PROMPT | Each line of the listing that includes the string "itself" is to be identified and copied.

DATA TO PROCESS |
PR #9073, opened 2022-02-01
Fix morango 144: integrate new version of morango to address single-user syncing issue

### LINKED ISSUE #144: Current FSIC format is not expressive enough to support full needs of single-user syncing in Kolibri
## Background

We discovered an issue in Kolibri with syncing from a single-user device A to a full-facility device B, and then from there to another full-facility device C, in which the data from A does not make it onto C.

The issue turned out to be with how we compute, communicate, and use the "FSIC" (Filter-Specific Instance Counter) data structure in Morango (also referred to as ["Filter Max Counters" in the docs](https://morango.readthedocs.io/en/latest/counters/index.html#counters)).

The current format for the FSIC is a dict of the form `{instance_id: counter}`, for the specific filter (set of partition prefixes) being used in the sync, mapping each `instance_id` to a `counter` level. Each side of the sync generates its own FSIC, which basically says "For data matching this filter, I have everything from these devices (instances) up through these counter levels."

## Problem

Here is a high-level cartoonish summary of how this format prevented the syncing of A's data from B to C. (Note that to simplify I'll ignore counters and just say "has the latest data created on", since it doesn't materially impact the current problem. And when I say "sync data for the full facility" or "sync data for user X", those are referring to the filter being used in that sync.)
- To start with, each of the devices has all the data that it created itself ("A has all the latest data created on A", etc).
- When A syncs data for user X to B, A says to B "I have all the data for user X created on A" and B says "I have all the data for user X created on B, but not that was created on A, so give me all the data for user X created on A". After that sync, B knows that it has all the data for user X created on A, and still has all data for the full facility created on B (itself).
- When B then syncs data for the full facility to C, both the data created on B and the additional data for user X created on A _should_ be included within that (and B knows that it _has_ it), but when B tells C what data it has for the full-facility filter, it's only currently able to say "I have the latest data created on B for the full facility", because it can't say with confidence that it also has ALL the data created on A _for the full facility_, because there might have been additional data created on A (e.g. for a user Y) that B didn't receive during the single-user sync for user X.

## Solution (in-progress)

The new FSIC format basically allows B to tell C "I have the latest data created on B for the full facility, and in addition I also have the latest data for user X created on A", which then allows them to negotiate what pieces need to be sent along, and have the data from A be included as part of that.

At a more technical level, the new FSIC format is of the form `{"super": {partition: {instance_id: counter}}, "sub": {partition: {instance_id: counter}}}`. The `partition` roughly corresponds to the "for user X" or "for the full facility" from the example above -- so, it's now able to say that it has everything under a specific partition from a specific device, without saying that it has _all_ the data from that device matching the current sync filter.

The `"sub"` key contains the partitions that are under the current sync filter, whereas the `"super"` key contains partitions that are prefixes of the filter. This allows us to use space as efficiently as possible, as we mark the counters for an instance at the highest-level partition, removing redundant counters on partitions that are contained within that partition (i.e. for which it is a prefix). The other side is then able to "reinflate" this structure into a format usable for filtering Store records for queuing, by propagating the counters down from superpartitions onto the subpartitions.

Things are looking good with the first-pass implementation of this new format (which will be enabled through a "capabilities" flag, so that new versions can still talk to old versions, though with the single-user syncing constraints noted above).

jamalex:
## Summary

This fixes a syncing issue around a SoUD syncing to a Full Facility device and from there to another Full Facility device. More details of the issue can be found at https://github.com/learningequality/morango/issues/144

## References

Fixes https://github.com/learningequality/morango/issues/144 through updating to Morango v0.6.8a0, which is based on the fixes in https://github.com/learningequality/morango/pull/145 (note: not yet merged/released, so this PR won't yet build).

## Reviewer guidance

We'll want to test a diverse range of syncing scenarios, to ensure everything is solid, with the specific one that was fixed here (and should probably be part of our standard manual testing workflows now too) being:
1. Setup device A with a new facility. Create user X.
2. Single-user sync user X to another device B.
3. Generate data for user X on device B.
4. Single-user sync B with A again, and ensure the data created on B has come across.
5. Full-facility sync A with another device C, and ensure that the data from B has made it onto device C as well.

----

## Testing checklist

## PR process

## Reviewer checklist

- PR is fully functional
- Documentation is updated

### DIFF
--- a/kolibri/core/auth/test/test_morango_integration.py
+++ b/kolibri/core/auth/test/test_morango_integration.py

SOLVED EXERCISE |
- To start with, each of the devices has all the data that it created itself ("A has all the latest data created on A", etc).
- When A syncs data for user X to B, A says to B "I have all the data for user X created on A" and B says "I have all the data for user X created on B, but not that was created on A, so give me all the data for user X created on A". After that sync, B knows that it has all the data for user X created on A, and still has all data for the full facility created on B (itself).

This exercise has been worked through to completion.